## PROBLEM DETAILS
Pull out all lines from the listing below in which the word "closing" appears.

## DATA TO USE

PR #13419, opened 2023-04-12
[oidc] Handle verification of optional claims when not present

di:
Support for verifying the `environment` claim was added in https://github.com/pypi/warehouse/pull/13272, however currently if this claim is missing, verification fails even if the Publisher is not enforcing that claim, because we originally made the assumption that all claims would always be present.

Fixes https://python-software-foundation.sentry.io/share/issue/9dd92bdf158a44eea94104c259517124/

### DIFF
--- a/warehouse/oidc/models.py
+++ b/warehouse/oidc/models.py
@@ -185,7 +185,7 @@ class OIDCPublisherMixin:
 
         # Finally, perform the actual claim verification.
         for claim_name, check in self.__required_verifiable_claims__.items():
-            # All verifiable claims are mandatory. The absence of a missing
+            # All required claims are mandatory. The absence of a missing
             # claim *is* an error with the JWT, since it indicates a breaking
             # change in the JWT's payload.
             signed_claim = signed_claims.get(claim_name)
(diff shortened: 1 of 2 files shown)


woodruffw (approved):
LGTM! 

For consistency we could rename `__verifiable_claims__` to `__required_verifiable_claims__`, but IMO that's pretty minor.

miketheman (approved):
LGTM

warehouse/oidc/models.py
```diff
@@ -180,8 +186,8 @@ def verify_claims(self, signed_claims: SignedClaims):
         # Finally, perform the actual claim verification.
         for claim_name, check in self.__verifiable_claims__.items():
             # All verifiable claims are mandatory. The absence of a missing
```
dstufft, line 188: The wording of this comment feels off, optional claims are also verifiable claims but are not mandatory right? I guess this is just using the name of the variable, but maybe that variable should be renamed too?

di: Updated in 882c3e4!

PR #13429, opened 2023-04-17
[oidc] More translated strings, and other fixups

di:
This PR started as an attempt to mark many strings used in OIDC-related views as translatable, which also added some strings in non-OIDC views (705f60bee7262e93b1e532ca7153801217f919d0).

This required updating many tests that weren't using `pyramid_request`/`db_request` and would have needed a stub localizer.

While rewriting the tests, I found a few that were doing a bit too much mocking/stubbing, so I refactored these to use our factories as much as possible.

Along the way, I found a few minor bugs in our OIDC implementation:
- `added_by_id` for pending publishers was nullable at the database level (e00e80008d32e13d789e30ec7cf03a64fb798004)
- `publisher_id` was not being validated as required in the `PendingGitHubPublisherForm` (94c6e4a5cc3a8460cd81d1c80dfda2ac10dc981a)
- We had a slightly different error message when the `DeletePublisherForm` form was invalid vs when the publisher ID was wrong, which could lead to this becoming an oracle (6e1b102fb097e669032c65ea837e2edd1b2a9995)
- We weren't flushing the DB after creating a pending publisher, so the ID in the recorded event was `None` (5da818e3a86157f10ea735970a6f73b8ae39ffa3)
- We weren't checking if a request to delete a pending publisher was being made by the user that created that publisher (2b0bbf21b6d389c0af28dd6f3608b211b37a0c3e)

I opted to just include the fixes for these in this PR rather than breaking out each into separate PRs because of the amount of changes I had already made to the tests, and because I'm lazy -- apologies to any reviewers.

### DIFF
--- a/tests/common/db/accounts.py
+++ b/tests/common/db/accounts.py
@@ -30,7 +30,6 @@ class UserFactory(WarehouseFactory):
     is_superuser = False
     is_moderator = False
     is_psf_staff = False
-    has_oidc_beta_access = True
     date_joined = factory.Faker(
         "date_time_between_dates",
         datetime_start=datetime.datetime(2005, 1, 1),
--- a/tests/common/db/accounts.py
+++ b/tests/common/db/accounts.py
@@ -30,6 +30,7 @@ class UserFactory(WarehouseFactory):
     is_superuser = False
     is_moderator = False
     is_psf_staff = False
+    has_oidc_beta_access = True
     date_joined = factory.Faker(
         "date_time_between_dates",
         datetime_start=datetime.datetime(2005, 1, 1),
--- a/warehouse/accounts/views.py
+++ b/warehouse/accounts/views.py
@@ -1499,6 +1499,7 @@ class ManageAccountPublishingViews:
         )
 
         self.request.db.add(pending_publisher)
+        self.request.db.flush()  # To get the new ID
 
         self.request.user.record_event(
             tag=EventTag.Account.PendingOIDCPublisherAdded,
--- a/warehouse/accounts/views.py
+++ b/warehouse/accounts/views.py
@@ -1566,6 +1566,13 @@ class ManageAccountPublishingViews:
         # futzes with the form.
         if pending_publisher is None:
             self.request.session.flash(
+                self.request._("Invalid publisher ID"),
+                queue="error",
+            )
+            return self.default_response
+
+        if pending_publisher.added_by != self.request.user:
+            self.request.session.flash(
                 "Invalid publisher ID",
                 queue="error",
             )
--- a/warehouse/accounts/views.py
+++ b/warehouse/accounts/views.py
@@ -1550,46 +1550,50 @@ class ManageAccountPublishingViews:
 
         form = DeletePublisherForm(self.request.POST)
 
-        if form.validate():
-            pending_publisher = self.request.db.query(PendingOIDCPublisher).get(
-                form.publisher_id.data
-            )
-
-            # pending_publisher will be `None` here if someone manually
-            # futzes with the form.
-            if pending_publisher is None:
-                self.request.session.flash(
-                    "Invalid publisher for user",
-                    queue="error",
-                )
-                return self.default_response
-
+        if not form.validate():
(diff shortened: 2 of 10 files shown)


woodruffw:
> * We had a slightly different error message when the `DeletePublisherForm` form was invalid vs when the publisher ID was wrong, which could lead to this becoming an oracle ([6e1b102](https://github.com/pypi/warehouse/commit/6e1b102fb097e669032c65ea837e2edd1b2a9995))

No objection to this change, but IIRC isn't the plan to eventually surface trusted publishing status for each package as public information anyways? I remember one of the issues had a discussion around that, as part of helping guide users towards selecting packages with the strongest possible release security practices.

woodruffw (approved):
LGTM! One separate question about the oracle bug, but I don't think it's a blocker 🙂

warehouse/migrations/versions/75ba94852cd1_make_pendingoidcpublisher_added_by_id_.py
```diff
@@ -0,0 +1,42 @@
...
+down_revision = "f7cd7a943caa"
+
+
+def upgrade():
+    op.alter_column(
+        "pending_oidc_publishers",
+        "added_by_id",
+        existing_type=postgresql.UUID(),
+        nullable=False,
+    )
```
miketheman, line 33: **thought:** ‏This kind of `ALTER COLUMN` statement will check for validity immediately - is there some other process that guarantees all records are non-null before this migration runs?

warehouse/accounts/views.py
```diff
@@ -1550,46 +1550,50 @@ def delete_pending_oidc_publisher(self):
...
 
-        if form.validate():
-            pending_publisher = self.request.db.query(PendingOIDCPublisher).get(
-                form.publisher_id.data
+        if not form.validate():
+            self.request.session.flash(
+                "Invalid publisher ID",
+                queue="error",
             )
+            return self.default_response
```
miketheman: **praise:** ‏love early exits!

tests/common/db/accounts.py
```diff
@@ -30,6 +30,7 @@ class Meta:
     is_superuser = False
     is_moderator = False
     is_psf_staff = False
+    has_oidc_beta_access = True
```
miketheman, line 33: **thought:** ‏Looking at this pattern, it's unclear why these are necessary, since the defaults are false. Something to look into at some future testing and Factory behaviors effort.

miketheman (approved):
I got through most of this, and got a bit lost in the test changes, but I believe that changing to use non-stub methods surfaced the issues you've corrected, so that's awesome!

Some questions and thoughts inline, nothing blocking execution - but please note the migration question in particular.

warehouse/migrations/versions/75ba94852cd1_make_pendingoidcpublisher_added_by_id_.py
di: Great point: there is not, however it doesn't seem like it was previously possible to add a row with a null column here. I need to verify this in the database before merging.

di:
> No objection to this change, but IIRC isn't the plan to eventually surface trusted publishing status for each package as public information anyways? 

Correct, but the oracle would be for determining a valid publisher ID, not whether a file was published with/without OIDC.

woodruffw:
> Correct, but the oracle would be for determining a valid publisher ID, not whether a file was published with/without OIDC.

Gotcha, makes sense! I'm having trouble thinking of a scenario in which it's dangerous for a third party to know another user's pending publisher's ID, but removing any unnecessary oracle is always an improvement 🙂

di:
> I'm having trouble thinking of a scenario in which it's dangerous for a third party to know another user's pending publisher's ID

Combined with https://github.com/pypi/warehouse/commit/2b0bbf21b6d389c0af28dd6f3608b211b37a0c3e, I think it would have been technically possible to guess (via bruteforce) another user's publisher ID and then delete it. Not a huge issue to be fair, and mitigated with that change anyways.

PR #13460, opened 2023-04-20
[oidc] Make 'trusted publishers' generally available

di:
This takes the 'trusted publishers' feature out of beta. The only thing left to do is drop the `has_oidc_beta_access` column from the `Users` model, but will do that in a follow-up PR.

Fixes #12965.

PR #13461, opened 2023-04-20
[oidc] Remove `User.has_oidc_beta_access` column

di:
Follow-on to #13460.


warehouse/migrations/versions/d1771b942eb6_remove_user_has_oidc_beta_access_column.py
```diff
@@ -0,0 +1,45 @@
...
+
+from alembic import op
+
+revision = "d1771b942eb6"
+down_revision = "75ba94852cd1"
+
+
+def upgrade():
+    conn = op.get_bind()
+    conn.execute("SET statement_timeout = 120000")
```
miketheman, line 30: Do you expect a `DROP COLUMN` to take a long time? In a particularly busy table, I guess getting a lock might take a while, but is `users` updated that much?

miketheman (approved):
Non blocking comment. Good to go after the other PR is deployed fully.

warehouse/migrations/versions/d1771b942eb6_remove_user_has_oidc_beta_access_column.py
di: I don't, but I figure this doesn't hurt given recent lock contention.

PR #13474, opened 2023-04-21
fix: remove invalid unicode characters from xml

### LINKED ISSUE #13471: Invalid Unicode character in package name causing parsing error when trying to parse the RSS feeds
**Describe the bug**
When we tried to parse the [newest packages feed](https://warehouse.pypa.io/api-reference/feeds.html#newest-packages-feed) this morning Python raised an XML parsing exception because there was an invalid Unicode character in the project description of <https://pypi.org/project/dj-test-queries/>.

**Expected behavior**
The RSS feed to not include invalid Unicode characters.

**To Reproduce**
Publish a package with invalid Unicode characters in the description and then attempt to parse the newest packages feed.

**My Platform**
We're using https://pypi.org/project/aiohttp/ to read the feed and https://pypi.org/project/xmltodict/ to dump it to a `dict` for eaiser processing.

**Additional context**

miketheman:
Certain control characters are invalid in XML, so we should strip them out before adding them to an XML template.

Currently only targeting the `description` tag, as that's what was identified in the reported issue.

Fixes #13471

### DIFF
--- a/tests/unit/test_filters.py
+++ b/tests/unit/test_filters.py
@@ -267,3 +267,20 @@ def test_format_author_email(meta_email, expected_name, expected_email):
     author_name, author_email = filters.format_author_email(meta_email)
     assert author_name == expected_name
     assert author_email == expected_email
+
+
+@pytest.mark.parametrize(
+    ("inp", "expected"),
+    [
+        ("foo", "foo"),  # no change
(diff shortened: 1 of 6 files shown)


miketheman:
cc @mistwire who wanted to see how this ended 😉

di (approved):

PR #13501, opened 2023-04-24
More circular import fixes

woodruffw:
WIP; still chasing these down.


miketheman:
@woodruffw I'm considering closing this since #13737 accomplished the "main" issue.

We should definitely reorg code to prevent circular imports, probably also with a detection/prevention mechanism.

woodruffw:
Sounds good; this fell off my stack and is pretty stale, so closing makes sense 🙂

PR #13511, opened 2023-04-25
chore: address sqlalchemy warnings

miketheman:
See commits for specifics.

Address ~500 warnings surfaced by setting `SQLALCHEMY_WARN_20=1` during the test suite.

There's still some 4,000 left, but I wanted to get these out.

Please review carefully!


miketheman:
> Just an idle thought: I bet we have a few instances of `db.query(Model).filter(Model.id == id).one()` that could be replaced with `db.get(Model, id)`

We absolutely do - I found a few in banner.py and sponsors.py - I might refactor those in the next round.

PR #433, opened 2022-07-11
math: Rect::center

TanTanDev:
I think a center() function for the Rect, could be useful in many cases.
then we don't have to type this every time:
`let center = rect.point() + rect.size() * 0.5f32;`


not-fl3:
Nice, thanks!

PR #435, opened 2022-07-14
time: `Timer` struct

ryangjchandler:
I've found myself hand-rolling timers a couple of times. This pull request implements a basic implementation that requires "ticking" the timer each frame.


not-fl3:
Hi! The `Timer` looks pretty useful! 
However, I am not really sure if it should be in macroquad itself or in a crate, maybe with some other goodies to simplify life with macroquad?

PR #437, opened 2022-07-16
Fix AtlasConfig wrong matrix index calculation

vdrn:
When calculating matrix index from Particle AtlasConfig, to get row index, array index needs to be divided by width, not height


not-fl3:
wow, good catch, thanks for PR!

PR #443, opened 2022-07-18
Add several functions to interact with animations using strings

DaQueenJodi:
I noticed there was a `name`  field on the `Animation` struct, so I figured it would be useful to use it to set the current animation, get the name of the current animation, and be able to get the index from the name
i wasn't sure what to call the functions, but hopefully these are fine.

### DIFF
--- a/src/experimental/animation.rs
+++ b/src/experimental/animation.rs
@@ -1,6 +1,6 @@
 use crate::{
-    math::{vec2, Rect, Vec2},
-    time::get_frame_time,
+    math::{vec2, Rect, Vec2}, prelude::get_frame_time,
+    
 };
 
 #[derive(Clone, Debug)]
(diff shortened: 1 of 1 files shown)


DaQueenJodi:
it may be better to take a `&str` for each function, which should be pretty easy to change
I decided to use a `String` for all of them since `get_current_str()` would need to return a `String` and not a `&str`, but that may not be that important

src/experimental/animation.rs
```diff
@@ -46,6 +47,22 @@ impl AnimatedSprite {
...
     }
 
+    pub fn get_animation_index(&self, name: String) -> Option<usize> {
+        self.animations.iter().position(|animation| animation.name == name)
+    }
+
+    pub fn set_animation_str(&mut self, name: String) {
+        self.current_animation = self.get_animation_index(name.clone()).expect(&format!("{} is not a valid animation for this sprite!", name));
+    }
+    pub fn current_animation_str(&self) -> String {
```
not-fl3, line 57: I believe returning String is totally fine

src/experimental/animation.rs
```diff
@@ -46,6 +47,22 @@ impl AnimatedSprite {
         }
     }
 
+    pub fn get_animation_index(&self, name: String) -> Option<usize> {
```
not-fl3, line 50: but as an argument `&str` is a better choice

DaQueenJodi:
I also added a way to get the number of frames in the current animation, which could be useful, would you want me to commit that to the PR as well?

PR #444, opened 2022-07-21
Particles: fix ParticleShape::Rectangle and add rotation params to EmmiterConfig

vdrn:
These 2 commits can be applied independently (sorry for batching them into one pr)

#### e8d9714 **Add aspect_ratio for ParticleShape::Rectangle**
Currently, EmmiterConfig's `shape` field can be set to `EmmisionShape::Rectangle`, but what you get is a square.
Adding `aspect_ratio` seems like the simplest solution to have rectangles.

Since this commit modifies rectangle shape to `ParticleShape::Rectangle{aspect_ratio: f32}` it is a **breaking change** for those who explicitly set `shape: ParticleShape::Rectangle`. Hopefully, this is a rare case since it is the default setting.

#### e5bc288 **Add particle rotation parameters**
This adds the following params to EmitterConfig:
```
initial_rotation: f32,
initial_rotation_randomness: f32,
initial_angular_velocity: f32,
initial_angular_velocity_randomness: f32,
angular_accel: f32,
angular_damping: f32,
```
To quickly hack this, I've used the z coordinate of `GpuParticle.pos` to pass rotation to the vertex shader.
This coordinate is currently unused, but might not be the best solution.

Edit: added a third commit that fixes wrong initial rotation

### DIFF
--- a/particles/src/lib.rs
+++ b/particles/src/lib.rs
@@ -193,6 +193,21 @@ pub struct EmitterConfig {
     /// Velocity acceleration applied to each particle in the direction of motion.
     pub linear_accel: f32,
 
+    // Initial rotation for each emitted particle.
+    pub initial_rotation: f32,
+    /// Initial rotation randomness.
+    /// Each particle will spawned with "initial_rotation = initial_rotation - initial_rotation * rand::gen_range(0.0, initial_rotation_randomness)".
+    pub initial_rotation_randomness: f32,
+    // Initial rotational speed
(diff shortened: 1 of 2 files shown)


not-fl3:
Wow! 

Thanks for PR! 

just FYI, this breaks the [editor](https://github.com/not-fl3/particles-editor) a bit, but no worries about that, new params are always worth it.

vdrn:
You're welcome, I'm glad to be of help!

PR #446, opened 2022-07-23
Update to 2021 edition

e00E:
I didn't see a reason to stay on the old edition so we should give people working on this project the advantages of the new edition.


svenstaro:
@not-fl3 How about just merging this? Seems low risk.

not-fl3:
oh, sure, done!

PR #447, opened 2022-07-23
Tiled: optimize draw calls batching

vdrn:
#### Problem:
When drawing a tile layer, macroquad tries to batch draw calls, but batching is reset every time the tile tileset changes.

## COMPLETED TASK
@woodruffw I'm considering closing this since #13737 accomplished the "main" issue.
Sounds good; this fell off my stack and is pretty stale, so closing makes sense 🙂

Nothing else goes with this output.